PR #182, opened 2019-03-02
Fix the zsh completion with sub-tasks

GuillaumeAmat:
When the taskfile has sub-tasks (eg: `task foo:bar`), the completion does not work correctly. That PR fixes that.

### DIFF
--- a/completion/zsh/_task
+++ b/completion/zsh/_task
@@ -5,7 +5,7 @@ function __list() {
     local -a scripts
 
     if [ -f Taskfile.yml ]; then
-		scripts=($(task -l | sed '1d' | sed 's/^\* //' | awk '{ print $1 }' | sed 's/:$//' | sed 's/:/\\:/'))
+        scripts=($(task -l | sed '1d' | sed 's/^\* //' | awk '{ print $1 }' | sed 's/:$//' | sed 's/:/\\:/'))
         _describe 'script' scripts
     fi
 }
--- a/completion/zsh/_task
+++ b/completion/zsh/_task
@@ -5,7 +5,7 @@ function __list() {
     local -a scripts
 
     if [ -f Taskfile.yml ]; then
-        scripts=($(task -l | sed '1d' | sed 's/://' | awk '{ print $2 }'))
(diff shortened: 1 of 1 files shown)


andreynering:
Hi @GuillaumeAmat, thanks for opening this PR.

Hey @sawadashota, sorry for pinging you, but do you mind reviewing this change? (Don't be afraid of saying "no" if you don't want to).

completion/zsh/_task
```diff
@@ -5,7 +5,7 @@ function __list() {
     local -a scripts
 
     if [ -f Taskfile.yml ]; then
-        scripts=($(task -l | sed '1d' | sed 's/://' | awk '{ print $2 }'))
+        scripts=($(task -l | sed '1d' | sed 's/^* //' | sed 's/\:\s.*//' | sed 's/\(\w\):\(\w\)/\1\\\:\2/'))
```
sawadashota: About ``sed 's/\:\s.*//'``,

* It's needless `\` of `\:` because `:` is not special character. 
* `\s` doesn't work in my MacOS because sed doesn't support expand expression.

So if you want remove `:` and space,  `sed 's/: //'`.
Or in addition, want remove tab, `sed s/:$' '$'\t'//`.

sawadashota: About `sed 's/\(\w\):\(\w\)/\1\\\:\2/'`,
sorry but can you explain how works this with example?

To fixing your described bug, how about following?

```
task -l | sed '1d' | sed 's/^\* //' | awk '{ print $1 }' | sed 's/:$//'
```

GuillaumeAmat: Thanks for the review @sawadashota :+1: 

I've just updated the PR with your proposal and add a required replacement.

About my use case, I use included Taskfiles so my commands look like that: `$ task file:command`
But with the previous completion script the `:` break the proposed commands as it is used as a description separator by zsh.

sawadashota: I think it's almost OK but can you adjust indent?

GuillaumeAmat: Sure! My bad :hand:

GuillaumeAmat: It is done

andreynering:
@GuillaumeAmat @sawadashota Thanks!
┄┄┄┄┄┄┄┄┄┄┄┄┄┄┄┄┄┄┄┄
» INSTRUCTIONS FOR THE TASK: Each record above has to be retyped exactly, with nothing left out.

» EXPECTED ANSWER:
PR #182, opened 2019-03-02
Fix the zsh completion with sub-tasks

GuillaumeAmat:
When the taskfile has sub-tasks (eg: `task foo:bar`), the completion does not work correctly. That PR fixes that.

### DIFF
--- a/completion/zsh/_task
+++ b/completion/zsh/_task
@@ -5,7 +5,7 @@ function __list() {
     local -a scripts
 
     if [ -f Taskfile.yml ]; then
-		scripts=($(task -l | sed '1d' | sed 's/^\* //' | awk '{ print $1 }' | sed 's/:$//' | sed 's/:/\\:/'))
+        scripts=($(task -l | sed '1d' | sed 's/^\* //' | awk '{ print $1 }' | sed 's/:$//' | sed 's/:/\\:/'))
         _describe 'script' scripts
     fi
 }
--- a/completion/zsh/_task
+++ b/completion/zsh/_task
@@ -5,7 +5,7 @@ function __list() {
     local -a scripts
 
     if [ -f Taskfile.yml ]; then
-        scripts=($(task -l | sed '1d' | sed 's/://' | awk '{ print $2 }'))
(diff shortened: 1 of 1 files shown)


andreynering:
Hi @GuillaumeAmat, thanks for opening this PR.

Hey @sawadashota, sorry for pinging you, but do you mind reviewing this change? (Don't be afraid of saying "no" if you don't want to).

completion/zsh/_task
```diff
@@ -5,7 +5,7 @@ function __list() {
     local -a scripts
 
     if [ -f Taskfile.yml ]; then
-        scripts=($(task -l | sed '1d' | sed 's/://' | awk '{ print $2 }'))
+        scripts=($(task -l | sed '1d' | sed 's/^* //' | sed 's/\:\s.*//' | sed 's/\(\w\):\(\w\)/\1\\\:\2/'))
```
sawadashota: About ``sed 's/\:\s.*//'``,

* It's needless `\` of `\:` because `:` is not special character. 
* `\s` doesn't work in my MacOS because sed doesn't support expand expression.

So if you want remove `:` and space,  `sed 's/: //'`.
Or in addition, want remove tab, `sed s/:$' '$'\t'//`.

sawadashota: About `sed 's/\(\w\):\(\w\)/\1\\\:\2/'`,
sorry but can you explain how works this with example?

To fixing your described bug, how about following?

```
task -l | sed '1d' | sed 's/^\* //' | awk '{ print $1 }' | sed 's/:$//'
```

GuillaumeAmat: Thanks for the review @sawadashota :+1: 

I've just updated the PR with your proposal and add a required replacement.

About my use case, I use included Taskfiles so my commands look like that: `$ task file:command`
But with the previous completion script the `:` break the proposed commands as it is used as a description separator by zsh.

sawadashota: I think it's almost OK but can you adjust indent?

GuillaumeAmat: Sure! My bad :hand:

GuillaumeAmat: It is done

andreynering:
@GuillaumeAmat @sawadashota Thanks!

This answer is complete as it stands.